> _WORK INSTRUCTION_:
A bare number is all that is needed: how many lines below contain the string "test"?

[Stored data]
PR #11400, opened 2022-02-15
impr: isOperator

Uzlopak:
isOperator in aggregate used a .some() method to iterate over the only key in the array, so now it access it directly. Also added a null check for better safety...

the isOperator helper method used .startsWith method, which is slower than just checking the first character of the string. So I replaced it. 

It appears, the isOperator in aggregate and isOperator for queries have the same behaviour somehow, but the one for queries checks for the "special keys". Are those keys also special for the aggregation stage?

### DIFF
--- a/lib/aggregate.js
+++ b/lib/aggregate.js
@@ -1105,13 +1105,13 @@ if (Symbol.asyncIterator != null) {
  */
 
 function isOperator(obj) {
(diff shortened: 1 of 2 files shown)


vkarpov15 (approved):
Thanks :+1:

PR #14955, opened 2024-10-11
feat: allow defining virtuals on arrays, not just array elements

### LINKED ISSUE #2326: virtual path on array
in mongose guild doc there is a cool example. define `.full` virtual on sub documents `name: {first:String, last:String}`. then get virtual value by `name.full`.

but if i define virtual on array like this:

``` js
var schema = new Schema({
  nums: [Number]
});
schema.virtual('nums.odd').get(...).
```

i cannot get it by dot path `nums.odd`. only write like this `model.get('nums.odd')`.

is there a way to fix this?
i'm running mongoose@3.9.3

vkarpov15:
**Summary**

Neat little feature that allows defining virtuals on arrays, so you can define a `last` virtual on an array that gets you the last element in the array:

```js
schema.virtual('nums.last', { applyToArray: true }).get(function() {
  return this[this.length - 1];
});

// Later
doc.nums.last; // last element in the array
```

Fix #2326

**Examples**

### DIFF
--- a/test/document.test.js
+++ b/test/document.test.js
@@ -13978,6 +13978,49 @@ describe('document', function() {
     assert.ok(Buffer.isBuffer(reloaded.pdfSettings.fileContent));
     assert.strictEqual(reloaded.pdfSettings.fileContent.toString('utf8'), 'hello');
   });
+
+  describe('gh-2306', function() {
+    it('allow define virtual on non-object path', function() {
+      const schema = new mongoose.Schema({ num: Number, str: String, nums: [Number] });
+      schema.path('nums').virtual('last').get(function() {
+        return this[this.length - 1];
+      });
+      schema.virtual('nums.first', { applyToArray: true }).get(function() {
+        return this[0];
+      });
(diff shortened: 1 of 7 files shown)


test/document.test.js
```diff
@@ -13978,6 +13978,49 @@ describe('document', function() {
...
+    });
+
+    it('works on document arrays', function() {
+      const schema = new mongoose.Schema({ books: [{ title: String, author: String }] });
+      schema.path('books').virtual('last').get(function() {
+        return this[this.length - 1];
+      });
+      schema.virtual('books.first', { applyToArray: true }).get(function() {
+        return this[0];
+      });
```
hasezoey, line 14016: just to make sure, these 2 ways (`.path().virtual()` & `.virtual('path', applyToArray)`) are equivalent?

hasezoey (approved):

test/document.test.js
vkarpov15: Yes they are equivalent.

PR #14957, opened 2024-10-11
docs(model): add more info on acknowledged: false, specifically that Mongoose may return that if the update was empty

### LINKED ISSUE #14951: acknowledged: false should also generate descriptive logging
### Prerequisites

### Issue

In certain cases, an result of {acknowledged: false} can be returned. The official docs say vaguely that this means "things didn't go smoothly". 

To resolve the issue of why it didn't go smoothly, it would be of great help if there were more logging about what exactly went wrong--  this would still be useful even if it was only emitted at the debug logging level. 

https://github.com/Automattic/mongoose/discussions/14936 is an example where a user is spending a lot of time how to resolve an "{acknowlwedged: false}" issue after an upgrade. 

The more precise the logging about this could be, the faster the true root cause can found and addressed. 

Ref: Here's where it's mentioned:

vkarpov15:
Fix #14951

**Summary**

Help clarify why #14951 is happening

**Examples**

### DIFF
--- a/lib/model.js
+++ b/lib/model.js
@@ -3771,7 +3771,7 @@ Model.hydrate = function(obj, projection, options) {
  *     const res = await Person.updateMany({ name: /Stark$/ }, { isDeleted: true });
  *     res.matchedCount; // Number of documents matched
  *     res.modifiedCount; // Number of documents modified
- *     res.acknowledged; // Boolean indicating everything went smoothly.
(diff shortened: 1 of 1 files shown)


markstos:
Looks good to me. If people end up after upgrading to Mongoose 6 because they are have started getting `acknowledged:false`, see this discussion about one possible reason that appeared for me during the Mongoose 6 upgrade:

https://github.com/Automattic/mongoose/discussions/14936

markstos (approved):

Issue #10983, opened 2021-11-17
findOne with nested refpath in large array of subdocuments causes out of memory exception


jessicagoldq4:
**Do you want to request a *feature* or report a *bug*?**

Bug

**What is the current behavior?**

A findOne() invocation, paired with a dynamic populate() call against a document with an array of subdocuments that contain a nested refpath, 'arrayName.typeField', causes an out of memory exception. This particularly happens when the subdocument array contains a large number of records (i.e. 2100). I don't fully understand the logic, so I will just list my findings

\------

> _WRITTEN ANSWER_:
4